PR #5483, opened 2022-05-04
feat(Makefile): determine available python version

KwadFan:
Instead hardcoding python version let make see what version is available.

According to your discussion in https://github.com/Klipper3d/klipper/pull/4957, especcially
https://github.com/Klipper3d/klipper/pull/4957#issuecomment-1003405059

I understand your concerns using Global Variables from the OS might cause unwanted side effects.
But, obviously runs klipper very well with python3, only the crutial `make menuconfig` needs python2.

In my opinion it doesn't make much sense to install an outdated package to have the possibilty to use klipper on
modern OSes without even having python2 packages. So, if there are no reasons besides backwards compatibilty,
let make determine what is installed. This negotiates the unwanted Global Variables behavior but doesnt limit to install py2.

To see if klipper is working with python3 use the early image of MainsailOS (working on bullseye and ne Framework).

https://github.com/KwadFan/MainsailOS-ng/actions/runs/2271418151

feel free to test the Image.

As said to force users and maintainers to use outdated interpreter is not a good option.
In my opinion, you have to go with the development of OSes because your software is great but depends on a good maintained and running OS :) So, please accept that PR or get it fixed ASAP please.

Regards

Signed-off-by: Stephan Wendel <me@stephanwe.de>

### DIFF
--- a/Makefile
+++ b/Makefile
@@ -19,7 +19,10 @@ OBJCOPY=$(CROSS_PREFIX)objcopy
 OBJDUMP=$(CROSS_PREFIX)objdump
 STRIP=$(CROSS_PREFIX)strip
 CPP=cpp
-PYTHON=python2
+
+# Determine python version
+PYTHON=$(shell if [ -n "$(command -v python2)" ]; then echo "python2"; \
+    else echo "python3"; fi)
 
 # Source files
 src-y =


KevinOConnor:
Thanks, but I don't think we need to detect python version. Simpler to just change the default to python3.  Commit 9c45f53b2.

-Kevin

th33xitus:
> Commit https://github.com/Klipper3d/klipper/commit/9c45f53b24754fb92e03836e22796d06ab1e9825.

Doesn't this now make py3 a Klipper dependency?

Before you required py2 installations on more modern linux distros which only shipped with py3 pre-installed.
Now you require a py3 installation on all systems which worked with py2 absolutely fine before.

This just reverses the problem, doesn't it? I think this PR was meant to eradicate this exact problem to require a different python version only for configuring and compiling the firmware.

KevinOConnor:
You might be right.  If it causes problems I'll revert it.

In either case users can simply run `make PYTHON=python2` or `make PYTHON=python3`.

Alternatively, we could change the Makefile to default to `PYTHON=python` so either is run.

I don't see a reason to auto-detect the version.

Cheers,
-Kevin

th33xitus:
I think it should be fine, now thinking about it a second time.
I assume the majority of Klipper users now also use Moonraker and a Klipper Webinterface.
Moonraker depends on Python 3, so those systems already have Python 3 installed in that case.

KwadFan:
> You might be right. If it causes problems I'll revert it.
> 
> In either case users can simply run `make PYTHON=python2` or `make PYTHON=python3`.
> 
> Alternatively, we could change the Makefile to default to `PYTHON=python` so either is run.
> 
> I don't see a reason to auto-detect the version.
> 
> Cheers, -Kevin

Yes, you are right, users **can**, but most of them will be confused what they have to do. So, a solution from your site is in my opinion the waaayyy better solution. Therefor, what should happen to this PR? Close it?

Regards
+ + + + + + +
▶ **What this task involves**: Pull every line that holds the string "just" out of the records.

▶ **Written answer**:
Thanks, but I don't think we need to detect python version. Simpler to just change the default to python3.  Commit 9c45f53b2.
This just reverses the problem, doesn't it? I think this PR was meant to eradicate this exact problem to require a different python version only for configuring and compiling the firmware.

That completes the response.